- Born: 5 February 1769
- Died: 2 June 1848 (aged 79) Aston Hall, Warwickshire
- Occupations: Engineer; Businessman; Activist;
- Years active: 45
- Father: James Watt

= James Watt, Jr =

British engineer, businessman and activist (1769–1848)

James Watt, Jr., FRS (5 February 1769 – 2 June 1848) was a British engineer, businessman and activist.

==Early life==
He was born on 5 February 1769, the son of James Watt by his first wife Margaret Miller, and half-brother of Gregory Watt. He was educated at Winson Green near Birmingham, by the Rev. Henry Pickering. His father was unable to find a better school, though dissatisfied with his son's progress.

At age 15 Watt spent a year at the Bersham Ironworks of John Wilkinson; and then went to Geneva. There he lodged with Nicolas-Théodore de Saussure, and knew Marc-Auguste Pictet and Jean-André Deluc. Subsequently, he studied German in Eisenach.

==In Manchester==
In 1788 Watt returned to England and a position in the textile trade in Manchester.

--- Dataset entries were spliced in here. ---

PR #286, opened 2021-12-05
Make `query_group` attribute helpers actual attribute items

Veykril:
This is a small exploration in proc-macro space to see if we can make attribute helper macros(not the derive kind) more visible for users as well as more IDE friendly. As things are currently, these are basically just syntax the attribute consumes and as such they do not really exist anywhere.

This PR tries to change that by introducing these helpers as actualy attribute items. They error our if actually invoked as their main use is to be consumed by the actual `query_group` macro instead.
Making these proper items gives us a few nice properties, for one we can document them and have rustdoc show them as well, OTOH this could also be considered problematic as this pollutes the attribute listing of the crate, or rather the attribute(macro) namespace in general.

Note the documentation is rather spotty, partially just copied from the main doc of the `query_group` attribute, as I do not have too much knowledge about the purpose of these helper attributes myself.

IDEs can also benefit from this, as prior to this, the attributes actually never resolved to anything that existed, IDEs couldn't do anything with them and instead treated them as mere tokens sometimes resolving them to potentially incorrect things. Now we can actually resolve them properly, giving us hover messages
image
as well as autocompletion
image
and basically anything else an IDE might offer.

### DIFF
--- a/components/salsa-macros/src/lib.rs
+++ b/components/salsa-macros/src/lib.rs
@@ -146,3 +146,81 @@ pub fn query_group(args: TokenStream, input: TokenStream) -> TokenStream {
 pub fn database(args: TokenStream, input: TokenStream) -> TokenStream {
     database_storage::database(args, input)
 }
+
+/// Helper attribute for [`macro@query_group`] setting the storage
+/// to memoized for this query. This is the default storage.
+///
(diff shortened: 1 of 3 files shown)


Veykril:
Forgot about this PR actually, will close it as I never really intended to land any of this properly as it was more of an experiment.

Initially he worked at Taylor & Maxwell, makers of fustian, where Charles Taylor was a partner. Watt worked there in the counting-house. He was then employed by the Manchester radical Thomas Walker, changing jobs just before the Priestley riots of July 1791.

The Manchester Literary and Philosophical Society was just one of a number of intellectual groups in Manchester at that period: Walker, Watt, Thomas Cooper and Samuel Jackson were leaders in the discussion of liberal reform and the views of Adam Smith. Watt became secretary of the Society in 1790, with John Ferriar. At this point Watt's interests were rather broad: Jacob Joseph Winterl the Hungarian chemist, Christoph Meiners, the Dictionary of Chemistry started by James Keir.

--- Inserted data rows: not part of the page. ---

PR #287, opened 2021-12-26
Remove unused crossbeam_utils dependency

DSPOM2:
crossbeam_utils is currently not used anywhere withing this crate so I propose to remove the dependency to (slightly) reduce compile times


nikomatsakis:
Thanks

It was through Cooper that Watt joined the Constitutional Society, and then went to work for Richard & Thomas Walker. Cooper, Jackson and Walker were radicals and abolitionists, prominent in founding the Manchester Constitutional Society in 1790. The whole radical group resigned en masse, in 1791, when the Literary and Philosophical Society refused to send a message of sympathy to Joseph Priestley, driven from his home in the riots.

==In France==
Watt went to Paris on a sales trip in France with Cooper in March 1792, at the time of the French Revolution. In April they conveyed to the Jacobin Club a greeting from the Manchester Constitutional Club. There was a reply of 13 April, from Jean-Louis Carra. Almost immediately Watt was denounced in the British parliament, with Cooper and Walker, by Edmund Burke. His name became coupled with Joseph Priestley's. His activities in France, including taking part in pro-Jacobin demonstrations, would later complicate his return to Britain.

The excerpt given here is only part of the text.